Start of Data for the task

PR #17655, opened 2020-09-24
WIP: dev-java/openjdk-bin: Latest jdk release jdk15

dblaber:
Adding ebuild for the latest non-lts jdk release, jdk15.

Signed-off-by: Darren Blaber dmbtech@gmail.com


dev-java/openjdk-bin/openjdk-bin-15_p36.ebuild
```diff
@@ -0,0 +1,111 @@
...
+		rm -v lib/src.zip || die
+	fi
+
+	rm -v lib/security/cacerts || die
+	dosym ../../../../etc/ssl/certs/java/cacerts \
+		"${dest}"/lib/security/cacerts
+
+	dodir "${dest}"
+	cp -pPR * "${ddest}" || die
+
```
gyakovlev, line 87: check for `::gentoo` version

I have a stable symlink here

```
# provide stable symlink
    dosym "${P}" "/opt/${PN}-${SLOT}"
```

dev-java/openjdk-bin/openjdk-bin-15_p36.ebuild
```diff
@@ -0,0 +1,111 @@
...
+	$(abi_uri aarch64 arm64)
+	$(abi_uri ppc64le ppc64)
+	$(abi_uri x64 amd64)
+"
+
+DESCRIPTION="Prebuilt Java JDK binaries provided by AdoptOpenJDK. Short Term Supported"
+HOMEPAGE="https://adoptopenjdk.net"
+LICENSE="GPL-2-with-classpath-exception"
+KEYWORDS="~amd64 ~arm64"
+IUSE="alsa cups -gentoo-vm headless-awt source"
```
gyakovlev, line 29: replace the `-` with `+` , it will be masked, but enabled.

gyakovlev (changes requested):
minor nits.
otherwise works =) but I'll test it more a bit later.

ConiKost:
Since we have now jdk17, I would close this, as version 12-16 are non lts, so I don't think we need them anymore.

PR #17361, opened 2020-09-01
sci-geosciences/grass: Bump to version 7.8.3 stable release, and 7.9 dev release

tmszi:
Bump to current GRASS GIS stable version [7.8.3](https://github.com/OSGeo/grass/releases/tag/7.8.3) (which support python3/wxPython4), and dev version 7.9.

PR #15399, opened 2020-04-18
sci-geosciences/grass: Version bump to 7.8.2

dermoench42:
python3, proj-6, build

Signed-off-by: Ervin Peters ervin.peters@ervnet.de
Bug: https://bugs.gentoo.org/711428
Package-Manager: Portage-2.3.89, Repoman-2.3.20

PR #17666, opened 2020-09-25
sci-geosciences/grass: readd package

hamarituc:
Readd package for the GRASS Geographic Information System. GRASS was removed from the tree due to dropping Python 2 Support. This commit readds a recent version of GRASS which doesn't depends on Python 2.

This Pull Request merges the efforts of #15399 and #17361, implements the suggested improvements and fixes minor bugs of the referenced PR:
- Update to EPAI 7
- Drop unneeded dependency to `media-libs/libprojectm`
- Add missing dependency to `dev-python/six`
- Put GRASS 7.8 and 7.9 in the same slot, but different subslots

Bug: https://bugs.gentoo.org/744724
Bug: https://bugs.gentoo.org/682188
Bug: https://bugs.gentoo.org/735458


SoapGentoo:
thanks, will have a look at this tomorrow

PR #17667, opened 2020-09-25
net-libs/pjproject: version bump

jkroonza:
Closes: https://bugs.gentoo.org/744613


jkroonza (commented):
because github doesn't diff nicely.

copy + add vpx USE= flag.

PR #17677, opened 2020-09-26
media-video/vidcutter Fix dependencies and QA issues

chusopr:
* ~~Changed dependency on stale virtual (#744787)~~
* Added missing dependency dev-python/pyopengl (#723378)
* Remove irrelevant doc files installed manually triggering QA warnings.
* Trigger update-mime-database after installing new MIME handlers.

Closes: https://bugs.gentoo.org/723378

PR #17678, opened 2020-09-26
profiles: deprecate virtual/ffmpeg in favour of only provider

chusopr:
See https://bugs.gentoo.org/744787

Another PR is pending to fix the only package still pulling virtual/ffmpeg in `::gentoo`: https://github.com/gentoo/gentoo/pull/17677

This PR adds `virtual/ffmpeg` to `package.deprecated` as adviced in #gentoo-dev-help to trigger a warning if overlays are still using it.

### DIFF
--- a/profiles/package.deprecated
+++ b/profiles/package.deprecated
@@ -17,6 +17,11 @@
 
 #--- END OF EXAMPLES ---
 
+# Jesus P Rey <gentoo@chuso.net> (2020-09-26)
+# Only one provider left; media-video/ffmpeg should be used instead
+# Bug #744787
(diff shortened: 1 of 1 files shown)


chusopr:
Why does @gentoo-bot think this is a new package?

chusopr:
This was marked as broken by @gentoo-repo-qa-bot because it deprecates `virtual/ffmpeg` still pulled by `media-video/videocutter` but https://github.com/gentoo/gentoo/pull/17677 was raised to change that dependency.

zmedico:
Thanks!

End of Data for the task

What you are asked to do ▸
Go through the records above and copy each line exactly.

Result of this task ▸
PR #17655, opened 2020-09-24
WIP: dev-java/openjdk-bin: Latest jdk release jdk15

dblaber:
Adding ebuild for the latest non-lts jdk release, jdk15.

Signed-off-by: Darren Blaber dmbtech@gmail.com


dev-java/openjdk-bin/openjdk-bin-15_p36.ebuild
```diff
@@ -0,0 +1,111 @@
...
+		rm -v lib/src.zip || die
+	fi
+
+	rm -v lib/security/cacerts || die
+	dosym ../../../../etc/ssl/certs/java/cacerts \
+		"${dest}"/lib/security/cacerts
+
+	dodir "${dest}"
+	cp -pPR * "${ddest}" || die
+
```
gyakovlev, line 87: check for `::gentoo` version

I have a stable symlink here

```
# provide stable symlink
    dosym "${P}" "/opt/${PN}-${SLOT}"
```

dev-java/openjdk-bin/openjdk-bin-15_p36.ebuild
```diff
@@ -0,0 +1,111 @@
...
+	$(abi_uri aarch64 arm64)
+	$(abi_uri ppc64le ppc64)
+	$(abi_uri x64 amd64)
+"
+
+DESCRIPTION="Prebuilt Java JDK binaries provided by AdoptOpenJDK. Short Term Supported"
+HOMEPAGE="https://adoptopenjdk.net"
+LICENSE="GPL-2-with-classpath-exception"
+KEYWORDS="~amd64 ~arm64"
+IUSE="alsa cups -gentoo-vm headless-awt source"
```
gyakovlev, line 29: replace the `-` with `+` , it will be masked, but enabled.

gyakovlev (changes requested):
minor nits.
otherwise works =) but I'll test it more a bit later.

ConiKost:
Since we have now jdk17, I would close this, as version 12-16 are non lts, so I don't think we need them anymore.

PR #17361, opened 2020-09-01
sci-geosciences/grass: Bump to version 7.8.3 stable release, and 7.9 dev release

tmszi:
Bump to current GRASS GIS stable version [7.8.3](https://github.com/OSGeo/grass/releases/tag/7.8.3) (which support python3/wxPython4), and dev version 7.9.

PR #15399, opened 2020-04-18
sci-geosciences/grass: Version bump to 7.8.2

dermoench42:
python3, proj-6, build

Signed-off-by: Ervin Peters ervin.peters@ervnet.de
Bug: https://bugs.gentoo.org/711428
Package-Manager: Portage-2.3.89, Repoman-2.3.20

PR #17666, opened 2020-09-25
sci-geosciences/grass: readd package

hamarituc:
Readd package for the GRASS Geographic Information System. GRASS was removed from the tree due to dropping Python 2 Support. This commit readds a recent version of GRASS which doesn't depends on Python 2.

This Pull Request merges the efforts of #15399 and #17361, implements the suggested improvements and fixes minor bugs of the referenced PR:
- Update to EPAI 7
- Drop unneeded dependency to `media-libs/libprojectm`
- Add missing dependency to `dev-python/six`
- Put GRASS 7.8 and 7.9 in the same slot, but different subslots

Bug: https://bugs.gentoo.org/744724
Bug: https://bugs.gentoo.org/682188
Bug: https://bugs.gentoo.org/735458


SoapGentoo:
thanks, will have a look at this tomorrow

PR #17667, opened 2020-09-25
net-libs/pjproject: version bump

jkroonza:
Closes: https://bugs.gentoo.org/744613


jkroonza (commented):
because github doesn't diff nicely.

copy + add vpx USE= flag.

PR #17677, opened 2020-09-26
media-video/vidcutter Fix dependencies and QA issues

chusopr:
* ~~Changed dependency on stale virtual (#744787)~~
* Added missing dependency dev-python/pyopengl (#723378)
* Remove irrelevant doc files installed manually triggering QA warnings.
* Trigger update-mime-database after installing new MIME handlers.

Closes: https://bugs.gentoo.org/723378

PR #17678, opened 2020-09-26
profiles: deprecate virtual/ffmpeg in favour of only provider

chusopr:
See https://bugs.gentoo.org/744787

Another PR is pending to fix the only package still pulling virtual/ffmpeg in `::gentoo`: https://github.com/gentoo/gentoo/pull/17677

This PR adds `virtual/ffmpeg` to `package.deprecated` as adviced in #gentoo-dev-help to trigger a warning if overlays are still using it.

### DIFF
--- a/profiles/package.deprecated
+++ b/profiles/package.deprecated
@@ -17,6 +17,11 @@
 
 #--- END OF EXAMPLES ---
 
+# Jesus P Rey <gentoo@chuso.net> (2020-09-26)
+# Only one provider left; media-video/ffmpeg should be used instead
+# Bug #744787
(diff shortened: 1 of 1 files shown)


chusopr:
Why does @gentoo-bot think this is a new package?

chusopr:
This was marked as broken by @gentoo-repo-qa-bot because it deprecates `virtual/ffmpeg` still pulled by `media-video/videocutter` but https://github.com/gentoo/gentoo/pull/17677 was raised to change that dependency.

zmedico:
Thanks!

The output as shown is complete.